▶

PR #547, opened 2020-04-03
Update default value transfer method

NicholasDotSol:
`.call.value()` should not revert in case of failure, but there is also no directly enforced gas limit.
It is important to ensure against reentrance for all value-handling functions.

- `send` also does not revert in case of failure, and there is an enforced gas limit that should limit reentrancy vectors, but it is not entirely reentrancy-secure due to the proven non-constant nature of op-code gas costs. Therefore instead of relying on `send` to restrict reentrancy, we explicitly ensure our contract is non-reentrant and allow a user's fallback to perform calculations beyond `send`'s limit since there is arguable no reason to enforce the gas limit.

### DIFF
--- a/solidity/contracts/deposit/DepositFunding.sol
+++ b/solidity/contracts/deposit/DepositFunding.sol
@@ -82,7 +82,7 @@ library DepositFunding {
     /// @dev        This is only called as part of funding fraud flow.
     function distributeSignerBondsToFunder(DepositUtils.Deposit storage _d) internal {
         uint256 _seized = _d.seizeSignerBonds();
-        _d.depositOwner().transfer(_seized);  // Transfer whole amount
+        _d.depositOwner().call.value(_seized)("");  // Transfer whole amount
     }
 
     /// @notice     Anyone may notify the contract that signing group setup has timed out.
@@ -97,12 +97,12 @@ library DepositFunding {
         // refund the deposit owner the cost to create a new Deposit at the time the Deposit was opened.
         uint256 _seized = _d.seizeSignerBonds();
 
-        /* solium-disable-next-line security/no-send */
-        _d.depositOwner().send(_d.keepSetupFee);
-        _d.pushFundsToKeepGroup(_seized.sub(_d.keepSetupFee));
-
         _d.setFailedSetup();
         _d.logSetupFailed();
+
+        /* solium-disable-next-line security/no-send */
+        _d.depositOwner().call.value(_d.keepSetupFee)("");
+        _d.pushFundsToKeepGroup(_seized.sub(_d.keepSetupFee));
 
         fundingTeardown(_d);
     }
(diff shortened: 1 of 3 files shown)


solidity/contracts/deposit/DepositFunding.sol
```diff
@@ -97,13 +97,13 @@ library DepositFunding {
...
-        _d.depositOwner().send(_d.keepSetupFee);
-        _d.pushFundsToKeepGroup(_seized.sub(_d.keepSetupFee));
-
         _d.setFailedSetup();
         _d.logSetupFailed();
 
+        /* solium-disable-next-line security/no-send */
+        _d.depositOwner().call.value(_d.keepSetupFee)("");
+        _d.pushFundsToKeepGroup(_seized.sub(_d.keepSetupFee));
+
```
Shadowfiend, line 106: We may want to leave a note as to why we're doing the state change in `fundingTeardown` after we do the above transfers.

solidity/contracts/deposit/DepositLiquidation.sol
```diff
@@ -74,7 +74,7 @@ library DepositLiquidation {
         if (_d.auctionTBTCAmount() == 0) {
             // we came from the redemption flow
             _d.setLiquidated();
-            _d.redeemerAddress.transfer(_seized);
+            _d.redeemerAddress.call.value(_seized)("");
```
Shadowfiend, line 77: Feels like we should do this at the end of the function, per checks-effects-interactions, no?

solidity/contracts/deposit/DepositLiquidation.sol
```diff
@@ -180,7 +180,7 @@ library DepositLiquidation {
 
         // Distribute funds to auction buyer
         uint256 _valueToDistribute = _d.auctionValue();
-        msg.sender.transfer(_valueToDistribute);
+        msg.sender.call.value(_valueToDistribute)("");
```
Shadowfiend, line 183: As above re: checks-effects-interactions.

solidity/contracts/deposit/DepositLiquidation.sol
NicholasDotSol: we `setLiquidated` before transferring, preventing reentrancy. 

>  at the end of the function

Assuming you mean above `setFraudLiquidationInProgress`. I'm fine with that, although the values are unrelated.

solidity/contracts/deposit/DepositFunding.sol
NicholasDotSol: there's no reason here. We can do it after as long as we ensure state change comes first.

solidity/contracts/deposit/DepositLiquidation.sol
NicholasDotSol: `_d.setLiquidated();` is at the top of the function, preventing reentrancy.

Not really much more to move up aside from the initiator check.

NicholasDotSol:
Closed in favor of #570
moving to a pull model

PR #565, opened 2020-04-06
Solid Ice: Freeze Solidity version for mainnet release

### LINKED ISSUE #558: Use OpenZeppelin SafeMath instead of bitcoin-spv SafeMath
Future versions will let us access any improvements or fixes made in OpenZeppelin.

### LINKED ISSUE #559: Share tokenRecipient interface used in token contracts
Right now `tokenRecipient` is defined in two contracts; we should share that interface to minimize potential for unintended future drift.

### LINKED ISSUE #560: Pin solidity version to a final version for mainnet
Let's take the latest 0.5 version of Solidity and pin to exactly that version for mainnet release.

Shadowfiend:
Nothing too crazy here, all pragmas are bumped to Solidity 0.5.15,
and the dependency is made fixed rather than floating with `^`.

Bonus in this PR: our SafeMath imports were split between OpenZeppelin
and bitcoin-spv; now, they are all OpenZeppelin's version.

And as a bonus bonus, a double encore if you will… A few dependencies
were either outdated, needed to be moved to `devDependencies`, or
were in both `dependencies` and `devDependencies` and only needed
to be in the latter. These are fixed.

Triple encore because why not, `tokenRecipient` from the `TBTCToken`
and `TBTCDepositToken` contracts is pulled into a common
`interfaces/ITokenRecipient.sol`.

Closes #560, closes #558, closes #559.


solidity/contracts/interfaces/ITokenRecipient.sol
```diff
@@ -0,0 +1,37 @@
+pragma solidity 0.5.15;
+
+/// @title Interface of recipient contract for `approveAndCall` pattern.
+///        Implementors will be able to be used in an `approveAndCall`
+///        interaction with a supporting contract, such that a token approval
+///        can call the contract acting on that approval in a single
+///        transaction.
+///
+///        See the `FundingScript` and `RedemptionScript` contracts as examples.
+interface ITokenRecipient {
```
NicholasDotSol, line 10: yes please

solidity/contracts/system/VendingMachine.sol
```diff
@@ -1,6 +1,6 @@
-pragma solidity ^0.5.10;
+pragma solidity 0.5.15;
 
-import {SafeMath} from "@summa-tx/bitcoin-spv-sol/contracts/SafeMath.sol";
+import {SafeMath} from "openzeppelin-solidity/contracts/math/SafeMath.sol";
```
NicholasDotSol, line 3: 💯

solidity/contracts/system/TBTCDepositToken.sol
```diff
@@ -45,27 +45,15 @@ contract TBTCDepositToken is ERC721Metadata, DepositFactoryAuthority {
...
+    ///                   interface below to receive approval notifications.
+    /// @param _spender   `ITokenRecipient`-conforming contract authorized to
+    ///        operate on the approved token.
     /// @param _tdtId     The TDT they can spend.
     /// @param _extraData Extra information to send to the approved contract.
-    function approveAndCall(address _spender, uint256 _tdtId, bytes memory _extraData) public returns (bool) {
-        tokenRecipient spender = tokenRecipient(_spender);
-        approve(_spender, _tdtId);
-        spender.receiveApproval(msg.sender, _tdtId, address(this), _extraData);
+    function approveAndCall(ITokenRecipient _spender, uint256 _tdtId, bytes memory _extraData) public returns (bool) {
```
NicholasDotSol, line 54: 👍

PR #566, opened 2020-04-06
Pass stake lock duration to BondedECDSAKeepFactory

nkuba:
BondedECDSAKeepFactory factory requires a stake lock duration for opening a new keep. The value is used to lock signer KEEP token stakes for the period of the keep activity. It is a protection against staked token being undelegated before the keep is closed.

In this PR we update deposit funding to pass a deposit term as the value for the stake lock duration.

This PR is a draft until https://github.com/keep-network/keep-ecdsa/issues/360 is closed. We will need to update a dependency lock to the new version of keep-ecdsa.

Refs: https://github.com/keep-network/keep-ecdsa/issues/360

### DIFF
--- a/solidity/contracts/system/TBTCSystem.sol
+++ b/solidity/contracts/system/TBTCSystem.sol
@@ -393,13 +393,13 @@ contract TBTCSystem is Ownable, ITBTCSystem, DepositLog {
     /// @notice Request a new keep opening.
     /// @param _m Minimum number of honest keep members required to sign.
     /// @param _n Number of members in the keep.
-    /// @param _stakeLockDuration Duration of stake lock in seconds.
+    /// @param _maxSecuredLifetime Duration of stake lock in seconds.
     /// @return Address of a new keep.
     function requestNewKeep(
         uint256 _m,
         uint256 _n,
         uint256 _bond,
-        uint256 _stakeLockDuration
+        uint256 _maxSecuredLifetime
     )
         external
         payable
@@ -407,6 +407,6 @@ contract TBTCSystem is Ownable, ITBTCSystem, DepositLog {
     {
         require(tbtcDepositToken.exists(uint256(msg.sender)), "Caller must be a Deposit contract");
         IBondedECDSAKeepFactory _keepFactory = IBondedECDSAKeepFactory(keepVendor.selectFactory());
-        return _keepFactory.openKeep.value(msg.value)(_n, _m, msg.sender, _bond, _stakeLockDuration);
+        return _keepFactory.openKeep.value(msg.value)(_n, _m, msg.sender, _bond, _maxSecuredLifetime);
     }
 }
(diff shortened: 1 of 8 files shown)


solidity/test/TBTCSystemTest.js
```diff
@@ -33,14 +33,15 @@ describe("TBTCSystem", async function() {
     let openKeepFee
     const tdtOwner = accounts[1]
     const keepOwner = accounts[2]
+    const tokenStakeDuration = 123
```
NicholasDotSol, line 36: can we rename this to make it clear this is a lock?
maybe `stakeLockDuration`, like before

solidity/contracts/system/TBTCSystem.sol
```diff
@@ -393,14 +393,20 @@ contract TBTCSystem is Ownable, ITBTCSystem, DepositLog {
...
     /// @param _m Minimum number of honest keep members required to sign.
     /// @param _n Number of members in the keep.
+    /// @param _stakeLockDuration Duration of stake lock in seconds.
     /// @return Address of a new keep.
-    function requestNewKeep(uint256 _m, uint256 _n, uint256 _bond)
+    function requestNewKeep(
+        uint256 _m,
+        uint256 _n,
+        uint256 _bond,
+        uint256 _stakeLockDuration
```
Shadowfiend, line 402: I feel like we're actually making this interface too specific without actually making it specific. This isn't a stake lock duration, that's just what the Keep uses it for. It's really the max secured lifetime of the Keep, and the Keep uses this to lock the stake. Yah?

nkuba: Yes, you're 💯 correct. How about `maxSecuredLifetime`?

Shadowfiend: I'm down.

solidity/test/TBTCSystemTest.js
nkuba: Renamed it to `maxSecuredLifetime` as per https://github.com/keep-network/tbtc/pull/566#discussion_r406559607

solidity/contracts/system/TBTCSystem.sol
nkuba: I updated the name in `TBTCSystem` contract context to `maxSecuredLifetime`.

But in `ECDSAKeepFactoryStub` I left it the same as is defined on the keep-ecdsa side in `IBondedECDSAKeepFactory` interface - `stakeLockDuration`. If you feel it has to be updated in this interface as well, please let me know.

Shadowfiend: I think that makes sense on the Keep boundary, since it's very deliberately the stake being locked, not the bond.

Shadowfiend: Eh now I'm not so sure, but I don't want to bikeshed it anymore.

◀

(WORK TO COMPLETE)
Say how many lines in the preceding material include the word "updated", with no other words in the reply.

(RESULT)
2